We are beginning to research getting into sewer relining. Just want to get others take on the process. One of the companies we are thinking about is nu flo technologies. Wondering if anybody has any experience with them. Also any Info from those that do relining would be greatly appreciated. We currently do all our own excavation for any sewer repairs. I don't think there are a lot of companies in connecticut that do relining, so there is probably a market to gain. Thanks for any info in advance


----------



## rjbphd (Feb 5, 2010)

septicguy said:


> We are beginning to research getting into sewer relining. Just want to get others take on the process. One of the companies we are thinking about is nu flo technologies. Wondering if anybody has any experience with them. Also any Info from those that do relining would be greatly appreciated. We currently do all our own excavation for any sewer repairs. I don't think there are a lot of companies in connecticut that do relining, so there is probably a market to gain. Thanks for any info in advance


There's a party in California this weekend with a bunch of plumbers from this site.. bring a kegger and you're in!


----------



## Doctor (May 21, 2012)

This is our first year doing PIP lining, we chose Nu Flow. Great customer service, hands down. ROI in just two months, FYI we never performed lining prior to this year. We always subbed it out.


----------



## Shoot'N'Plumber (Apr 27, 2013)

rjbphd said:


> There's a party in California this weekend with a bunch of plumbers from this site.. bring a kegger and you're in!


It's actually closed I believe as it just got huge!


----------



## mpm (Nov 16, 2010)

I second on Nu Flow. Their customer service is unbeatable. Their product is great too.

We just started using it about 2 months ago and couldn't be happier. Definitely check them out.


----------



## 760GWS (Mar 16, 2015)

septicguy said:


> We are beginning to research getting into sewer relining. ... Also any Info from those that do relining would be greatly appreciated. ...


Why do some call it "relining"? Has it already been lined before? If so, isn't there something code-wise against reducing the inside diameter of a drain or sewer pipe?

Just kidding on the third question :jester:

But seriously, lining has to be for the RIGHT reasons under the RIGHT conditions. 

Tip 1: NEVER let the salesman evaluate a video inspection recording without the expert opinion of a plumber who's legitimately gotten there hands dirty repairing sewers. Don't diss your customers by sicking a $$$ hound on his/her checkbook/credit card. 

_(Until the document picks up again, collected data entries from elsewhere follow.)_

PR #552, opened 2023-01-06
Cache credential schemas from npm #471

### LINKED ISSUE #471: cache credential schemas from npm
### User story
As a user that would like to build a workflow, I would like to be able to create my credentials through a form, so that I know what is required and I don't have to look at the adaptor documentation.

### Details
- This list of schemas can _not_ include any schemas that rely on Oauth. They won't work. (Dynamics, GoogleSheets, others?)

### Implementation notes
Write a mix task to pull down a predefined list of credential schemas from unpackage / js deliver and show those credentials schema options in the credential form

### Release notes
- Create any credential through a form except for OAuth

### User acceptance criteria
- Given a user has just selected "new credential", when they select the type dropdown, there is the same number of credential options as adaptors. 
- When a user selects a credential for an Oauth, they can see an alert that says 'This credential requires OAuth authentication, we do not currently support it.'

wanecode:
## Related issue

Fixes #471 cache credential schemas from npm


lib/mix/tasks/install_schemas.ex
```diff
@@ -0,0 +1,126 @@
...
+    )
+    |> case do
+      {:error, _} ->
+        raise "Unable to access #{package_name}"
+
+      {:ok, %HTTPoison.Response{status_code: 200, body: body}} ->
+        write_schema(package_name, body)
+
+      {:ok, %HTTPoison.Response{status_code: status_code}} ->
+        raise "Unable to fetch #{package_name} configuration schema. status=#{status_code}"
```
stuartc, line 83: I think we need to adjust this behaviour here, when a language pack doesn't have a configuration schema the whole stream stops - resulting in an inconsistent set of results. For example `language-divoc` doesn't have a schema yet.

For now I think logging a warning instead of throwing is about as strict as we can be.

test/lightning/credentials/schema_test.exs
```diff
@@ -89,17 +97,20 @@ defmodule Lightning.Credentials.SchemaTest do
       assert Ecto.Changeset.get_field(changeset, :password),
              "Should be able to find existing keys via atoms"
 
-      errors = errors_on(changeset)
+      errors = errors_on(changeset) |> IO.inspect()
```
stuartc, line 100: Please remove the inspect.

test/lightning/credentials/schema_test.exs
```diff
@@ -89,17 +97,20 @@ defmodule Lightning.Credentials.SchemaTest do
...
       schema = Schema.new(schema_map, %{"username" => "initial_username"})
 
       changeset =
         Schema.changeset(schema, %{
           "password" => "pass",
-          "hostUrl" => "http://localhost"
+          "hostUrl" => "http://localhost",
+          "number" => 100
         })
+        |> IO.inspect()
```
stuartc, line 113: And here.

lib/lightning/credentials/schema.ex
```diff
@@ -66,6 +66,9 @@ defmodule Lightning.Credentials.Schema do
 
       %{actual: "null", expected: ["string"]} ->
         add_error(changeset, field, "can't be blank")
+
+      _ ->
+        add_error(changeset, field, "can't be blank")
```
stuartc, line 71: I think we can make this a tiny bit clearer by changing the one above to:

```
%{actual: "null", expected: expected} when is_list(expected) ->
  add_error(changeset, field, "can't be blank")
```

I mean the amount of variance we get back from the JSON schema library is significant,  but for now I think the example I suggested covers both scenarios with "I wasn't expecting `null`"...

test/lightning/install_schemas_test.exs
```diff
@@ -0,0 +1,174 @@
...
+      File
+      |> expect(:rm_rf, fn _ -> nil end)
+      |> expect(:mkdir_p, fn _ -> nil end)
+      |> expect(:open!, fn "priv/schemas/asana.json", [:write] -> nil end)
+      |> expect(:open!, fn "priv/schemas/primero.json", [:write] -> nil end)
+      |> expect(:close, 2, fn _ -> nil end)
+
+      IO
+      |> expect(:binwrite, fn _, ~s({"name": "language-asana"}) -> nil end)
+      |> expect(:binwrite, fn _, ~s({"name": "language-primero"}) -> nil end)
```
stuartc, line 68: I appreciate the effort in trying to stub both the HTTP and filesystem calls, but I think it's a little overkill.

Next time, or in the future I'd propose having the location of where to persist them be stubbed to `/tmp/priv/schemas` - and while stubbing the http calls, test that the files were actually written. It's probably easier imo.

stuartc (changes requested):
Nice work dude, a few change requests - namely changing the exception in the mix task and the leftover `IO.inspects`.

test/lightning/install_schemas_test.exs
wanecode: Totally agree. Here we're just ensuring that the expected content will be written.

test/lightning/install_schemas_test.exs
```diff
@@ -116,9 +119,13 @@ defmodule Lightning.InstallSchemasTest do
         {:ok, %HTTPoison.Response{status_code: 400}}
       end)
 
-      assert_raise RuntimeError, fn ->
-        InstallSchemas.persist_schema("@openfn/language-asana")
-      end
+      {_result, log} =
+        with_log(fn ->
```
stuartc, line 123: Awesome! Haven't seen this before! :tada:

lib/lightning/credentials/schema.ex
```diff
@@ -67,7 +67,7 @@ defmodule Lightning.Credentials.Schema do
       %{actual: "null", expected: ["string"]} ->
         add_error(changeset, field, "can't be blank")
 
-      _ ->
+      %{actual: "null", expected: expected} when is_list(expected) ->
         add_error(changeset, field, "can't be blank")
```
stuartc, line 71: Ah I meant to replace the one above. Don't worry, I'll change it.

stuartc (approved):

PR #564, opened 2023-01-09
Display rerun button

### LINKED ISSUE #538: Retry button not showing
On the runs history page, the retry button does not show up even though it is clickable. 

1. Go to runs history
2. Move the mouse to the right of a run and click
3. See run is retried, BUT user cannot see the button. 

happen.

elias-ba:
## Related issue

Fixes #538 

### DIFF
--- a/lib/lightning_web/live/run_live/components.ex
+++ b/lib/lightning_web/live/run_live/components.ex
@@ -113,7 +113,7 @@ defmodule LightningWeb.RunLive.Components do
             </span>
           </.link>
           <span
-            class="pl-2 opacity-0 group-hover:opacity-100 hover:underline hover:underline-offset-2 cursor-pointer"
+            class="pl-2 group-hover:opacity-100 hover:underline hover:underline-offset-2 cursor-pointer"
             phx-click="rerun"
             phx-value-attempt_id={@attempt.id}
             phx-value-run_id={@run.id}


taylordowns2000 (commented):
@stuartc , is there something _else_ going on here? i'm unconvinced by the idea that you would have added `opacity-0` and that it would make the link completely invisible when you first added this feature. there must have been something else that later made this not visible. thoughts?

(cc @elias-ba - possible that your fix is right, but something tells me it's missing the bigger picture. i could be wrong.)

elias-ba:
> @stuartc , is there something _else_ going on here? i'm unconvinced by the idea that you would have added `opacity-0` and that it would make the link completely invisible when you first added this feature. there must have been something else that later made this not visible. thoughts?
> 
> (cc @elias-ba - possible that your fix is right, but something tells me it's missing the bigger picture. i could be wrong.)

@taylordowns2000, I have discussed briefly w/ @stuartc and @amberrignell this morning about this. The `opacity-0` was not added mistakenly. The intention behind was to make the `rerun` button appear once the mouse enter that `div` (area). But for some reasons it was not working well. Stu seems to be happy about the current fix, because we're more focusing on the features themselves than their presentation.

I see 2 options:
1 - We can decide to style that button now
2 - Leave it like this for now and later make it's stylization part of a bigger UI/Presentation issue/feature.

PR #580, opened 2023-01-09
Add default adaptor and job body

### LINKED ISSUE #563: Make default job adaptor `common@latest`
Right now it defaults to asana, but no version is selected. Note that we want to go with this default setting **_instead_** of having no adaptor selected at all for a new job. (I know this was discussed earlier. Apologies for the back-and-forth.)

image

elias-ba:

1. Adaptor list defaults to `common@latest`
2. Job body defaults to `// Get started by adding operations from your adaptor here`

## Related issue

Fixes #563 


amberrignell (approved):

stuartc (approved):
All good here @elias-ba.

Just a thought here, since the job body by default isn't blank - we're allowing a user to save a job that is just a comment.

i.e. there is no warning that the job is invalid when creating a new one - I mean it's technically not invalid.

@taylordowns2000 your thoughts here? What happens now is that you won't get that little warning icon on the Body tab when creating a new job. Ideally in the future, we can detect _how_ valid a job is by analysing the ast - but that is work for the future.

PR #582, opened 2023-01-09
532 output message does not update if job is run and no output to show

### LINKED ISSUE #532: output message does not update if job is run and no output to show

When 
- case 1: a job which does not return anything is run, 
- case 2: a job which fails is run,
the following message remains on the output tab "Nothing here yet.The resulting dataclip will appear here when the run finishes successfully.". 

1. Create a job which does not return any output
Case 1: nothing returned
```
fn(state=> {
    console.log(state)
})
```

Case 2: failing job 
```
fn(state=> {
    throw "error"
})
```

2. Run it 
3. See output tab displays the following: "Nothing here yet.The resulting dataclip will appear here when the run finishes successfully."

**Expected behavior**

Case 1 (nothing returned) should display: "There is no output for this run. Check your job expression to ensure that the final operation returns something."
Case 2 (job fails) should display: "This run failed; there is no output. See the logs for more information."

wanecode:
## Related issue

Fixes #532 output message does not update if job is run and no output to show

### DIFF
--- a/lib/lightning_web/live/run_live/components.ex
+++ b/lib/lightning_web/live/run_live/components.ex
@@ -155,7 +155,7 @@ defmodule LightningWeb.RunLive.Components do
     </.toggle_bar>
     <%= if @show_input_dataclip do %>
       <div id="input_section" style="display: none;" class="@container">
-        <.dataclip_view dataclip={@run.input_dataclip} run={@run} />
+        <.dataclip_view dataclip={@run.input_dataclip} />
       </div>
     <% end %>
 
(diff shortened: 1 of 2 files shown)


amberrignell:
Looks good to me, thanks @wanecode 🥇

lib/lightning_web/live/run_live/components.ex
```diff
@@ -155,7 +155,7 @@ defmodule LightningWeb.RunLive.Components do
     </.toggle_bar>
     <%= if @show_input_dataclip do %>
       <div id="input_section" style="display: none;" class="@container">
-        <.dataclip_view dataclip={@run.input_dataclip} />
+        <.dataclip_view dataclip={@run.input_dataclip} run={@run} />
       </div>
```
stuartc, line 159: @wanecode I think instead of passing the run into the dataclip view, we should have the markup and logic here instead. I'd like to avoid adding coupling between dataclips and runs here - ideally the `dataclip_view` component has no idea about a run.

We could take the existing code further as well and have the `dataclip_view` component expect a dataclip, but I think we should at least try and avoid increasing the number of dependencies.

stuartc (changes requested):
@wanecode I have an opinion about the `dataclip_view` changes here, would you take a look and let me know if you disagree?

stuartc (approved):

PR #591, opened 2023-01-11
Refocus diagram on layout change

### LINKED ISSUE #483: Refocus the canvas when inspector opens up
### User story

When clicking on a node in the workflow-diagram, the view should re-center after the job panel opens.

At the moment, clicking on a node often results in this:

image

We should automatically re-center the view so it looks like this:

image

stuartc:

This change observes changes to the containing element and triggers a 'fitView' - which is the same behaviour when seeing the diagram for the first time.

This means it will respond to browser window size changes and when the Job panel appears.

It should be noted that if a user moves and/or zooms around, the fitView function will essentially reset the view.

We can discuss later about how we might want to improve this, such as remembering the last position the view had, and return to that. There is a lot we can do around this behaviour like zooming and focusing and zooming back out etc, but it requires some careful logic.

Unless we want that (or something different now), let's chat.

## Related issue

Fixes #483 

### DIFF
--- a/CHANGELOG.md
+++ b/CHANGELOG.md
@@ -26,6 +26,7 @@ and this project adheres to
   diagram
 - Allow any user to delete a credential that they own
 - Create any credential through a form except for OAuth
+- Refit all diagram nodes on browser and container resize
 
 ### Changed
 
--- a/assets/js/workflow-diagram/component.tsx
+++ b/assets/js/workflow-diagram/component.tsx
@@ -14,6 +14,7 @@ export function mount(el: Element | DocumentFragment) {
   function update({ onNodeClick, onPaneClick, onJobAddClick }: UpdateParams) {
     return componentRoot.render(
       <WorkflowDiagram
+        ref={el}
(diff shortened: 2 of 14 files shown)


taylordowns2000 (changes requested):
looks awesome! some thangs:

1. refocus should happen when clicking the "new" button. (you said maybe this is because of a different layout for new vs. edit.
2. when clicking "new", the previously highlighted node should lose focus/highlight.
3. when closing the job panel via "cancel", the window should refocus also.
4. when closing the job panel via "cancel", the previously highlighed job should lose focus/highlight.

stuartc:
@taylordowns2000 so maintaining _which_ one must be selected was pretty tough and I was going to do it in a separate PR, but I think I've got it... 

I also managed to make the trigger 'unselectable' which makes the code to maintain which one is selected much easier. 

Anyway please have another look. :pray:

taylordowns2000 (approved):
perfect! thank you

PR #600, opened 2023-01-16
Project settings > project details page

### LINKED ISSUE #579: Add project settings and project settings > project pages
User story
As a project administrator, I want a place to view all of my project settings. 
As a project administrator, I want to be able to change a project name and description. 

Details
Add a project settings tab to the navbar. 
Add a 'project' section ('credentials' and 'collaboration' will be added in subsequent issues) where an admin user can change the name and description for a project. 

The 'Danger zone' and deleting a project is out of scope for this issue. 

Implementation notes
url should be projects/:uuid/settings
you will need to add a description to the projects table 

Release notes

User acceptance criteria
- [x] there is a project setting tab on the navbar
- [x] given a user that does not have an admin role, they can view project settings > project but are unable to perform any actions (rename project or change description)
- [x] an admin is able to change the project name
- [x] an admin is able to change a project description

elias-ba:

This PR ships code to add a project setting page with all the constraints needed and the different tabs.

Much of this work was done in pair programming with @mtuchi 🥇 

## Related issue

Fixes #579 

### DIFF
--- a/lib/lightning/projects/policy.ex
+++ b/lib/lightning/projects/policy.ex
@@ -8,6 +8,12 @@ defmodule Lightning.Projects.Policy do
   alias Lightning.Projects
   alias Lightning.Projects.Project
 
+  # Users with admin level access to a project ccan access project settings with read/write rights
+  def authorize(action, %User{} = user, %Project{} = project)
+      when action in [:access_project_settings] do
+    Projects.get_project_user_role(user, project) == :admin
+  end
+
   # Project members can read a project
   def authorize(action, user, %Project{id: _id} = project)
       when action in [:read, :index] do
--- a/lib/lightning/projects/policy.ex
+++ b/lib/lightning/projects/policy.ex
@@ -8,9 +8,8 @@ defmodule Lightning.Projects.Policy do
   alias Lightning.Projects
   alias Lightning.Projects.Project
 
-  # Users with admin level access to a project ccan access project settings with read/write rights
-  def authorize(action, %User{} = user, %Project{} = project)
-      when action in [:edit] do
+  # Users with admin level access to a project can access project settings with read/write rights
+  def authorize(:edit, %User{} = user, %Project{} = project) do
     Projects.get_project_user_role(user, project) == :admin
   end
 
--- a/lib/lightning/projects/policy.ex
+++ b/lib/lightning/projects/policy.ex
@@ -10,7 +10,7 @@ defmodule Lightning.Projects.Policy do
 
   # Users with admin level access to a project ccan access project settings with read/write rights
   def authorize(action, %User{} = user, %Project{} = project)
-      when action in [:access_project_settings] do
+      when action in [:edit] do
     Projects.get_project_user_role(user, project) == :admin
   end
 
--- a/lib/lightning_web/live/project_live/settings.ex
+++ b/lib/lightning_web/live/project_live/settings.ex
@@ -29,7 +29,7 @@ defmodule LightningWeb.ProjectLive.Settings do
   end
 
   defp apply_action(socket, :index, _params) do
-    socket |> assign(:page_title, "Projects settings")
+    socket |> assign(:page_title, "Project settings")
   end
 
   @impl true
--- a/lib/lightning_web/live/project_live/settings.ex
+++ b/lib/lightning_web/live/project_live/settings.ex
@@ -48,9 +48,10 @@ defmodule LightningWeb.ProjectLive.Settings do
 
   defp save_project(socket, project_params) do
     case Projects.update_project(socket.assigns.project, project_params) do
-      {:ok, _project} ->
+      {:ok, project} ->
         {:noreply,
          socket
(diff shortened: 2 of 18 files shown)


amberrignell (changes requested):
@mtuchi @elias-ba looking good ! 2 small comments
- when I change a project name, the project name displayed in the navbar does not update (unless I reload the page)
- could you change the name in the navbar from 'project settings' to 'Settings' so that it looks nicer ? (you can leave the title on the page itself as Project settings)

amberrignell:
Looks good to me, thank you for addressing my comments :)

lib/lightning_web/live/project_live/settings.ex
```diff
@@ -0,0 +1,61 @@
...
+    changeset =
+      socket.assigns.project
+      |> Projects.change_project(project_params)
+      |> Map.put(:action, :validate)
+
+    {:noreply, assign(socket, :changeset, changeset)}
+  end
+
+  def handle_event("save", %{"project" => project_params} = _params, socket) do
+    save_project(socket, project_params)
```
stuartc, line 46: I'm a little concerned that we are relying solely on disabled fields to protect changes to the project. I didn't manage to easily break this, but I think with a well crafted LiveSocket event in Javascript on could easily save params that aren't in the form.

I don't think this branch is the place to address this, but we should have a discussion about approaches that we can take to lock this stuff down

lib/lightning_web/live/project_live/settings.html.heex
```diff
@@ -0,0 +1,112 @@
...
+      <div class="pr-4 pt-0 sticky top-0 self-start rounded-md">
+        <div class="flex-none">
+          <LightningWeb.Components.Common.tab_bar
+            orientation="vertical"
+            id={@project.id}
+            default_hash="settings"
+          >
+            <LightningWeb.Components.Common.tab_item
+              orientation="vertical"
+              hash="settings"
```
stuartc, line 18: I think the default hash should be `project` no? and the project tab should have a `project` hash? Right?

I mean I guess I see why it's called `settings` since it's the project settings..
But imo the uri looks weird with `.../settings#settings`.

Not super strong opinions on this.. your thoughts?

lib/lightning_web/live/project_live/settings.html.heex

Tip 2: In hot weather jobs and 50'+ installations, best to spend $30-$50 on bags of ice and a jumbo tote. Inevitably, during or after "rolling the burrito" (prepping the saturated liner to pull in place), you may hit a snag (stuff happens, best laid plans...etc.) Put the liner on ice to slow the thermal reaction of the epoxy. This extends your workable time before it "sets off" or "fires off "; otherwise you could be playing hot potato and rushing to get a liner into the that pipe when it should have been in there at least a half hour earlier. :blink:

Tip 3: Avoid lining over or through tie ins. If you're going down that path, invest in the best reinstatement tools your equipment budget has room for. Obstructing the flow off the drain with "lips" is unacceptable, #1, reduces tech confidence in the process, #2, and , #3, it could certainly lead to a lawsuit since you would have known of the reinstatement because you video inspect and record every installation... Right?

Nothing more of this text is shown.